### EXERCISE INPUT
PR #111, opened 2024-04-29
Expose deep link parsing in kotlin

jakub-rdx:
- expose deep link parsing in kotlin
- add unit tests
- convert uniffi exported `Url` to `java.net.URI` so that we can handle `RadixMobileConnectRequest.Link` origin property with arbitrary `protocol`, like `radix://xyz`

### DIFF
--- a/jvm/sargon-android/src/main/java/com/radixdlt/sargon/extensions/MobileConnectRequest.kt
+++ b/jvm/sargon-android/src/main/java/com/radixdlt/sargon/extensions/MobileConnectRequest.kt
@@ -1,9 +1,8 @@
 package com.radixdlt.sargon.extensions
 
-import com.radixdlt.sargon.MobileConnectRequest
+import com.radixdlt.sargon.RadixConnectMobileConnectRequest
 import com.radixdlt.sargon.newMobileConnectRequest
 
-@Throws(SargonException::class)
-fun MobileConnectRequest.Companion.parseFrom(url: String) = runCatching {
+fun RadixConnectMobileConnectRequest.Companion.parseFrom(url: String) = runCatching {
     newMobileConnectRequest(url = url)
 }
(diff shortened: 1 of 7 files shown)


jvm/sargon-android/src/main/java/com/radixdlt/sargon/extensions/MobileConnectRequest.kt
```diff
@@ -0,0 +1,9 @@
+package com.radixdlt.sargon.extensions
+
+import com.radixdlt.sargon.MobileConnectRequest
+import com.radixdlt.sargon.newMobileConnectRequest
+
+@Throws(SargonException::class)
+fun MobileConnectRequest.Companion.parseFrom(url: String) = runCatching {
```
CyonAlexRDX, line 7: should probably not only accept `String` should probably have a method taking `Uri` too, update Rust Sargon accordingly if applicable?

jakub-rdx: why? deep link comes in to android wallet as `android.net.Uri` so even different type then `java.net.URI`

Sajjon: Ok.

We can also do a UniFFI newtype, that translates into `android.net.Uri` and use it here. That way you need not pass in a `String`.

But maybe not worth it.

jakub-rdx: using android sdk classes in business logic mean that we need android SDK to run tests, we prefer to avoid it to have them easier and faster to run. If you really want I can pass `Uri` using `java.net.Uri`, converting deep link to string first and then to `URI`

CyonAlexRDX (approved):
LGTM . Maybe await approval from @micbakos-rdx ?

### THE TASK
Copy out, from the material above, each line in which the string "jakub" is found.

### WRITTEN RESPONSE
jakub-rdx:
jakub-rdx: why? deep link comes in to android wallet as `android.net.Uri` so even different type then `java.net.URI`
jakub-rdx: using android sdk classes in business logic mean that we need android SDK to run tests, we prefer to avoid it to have them easier and faster to run. If you really want I can pass `Uri` using `java.net.Uri`, converting deep link to string first and then to `URI`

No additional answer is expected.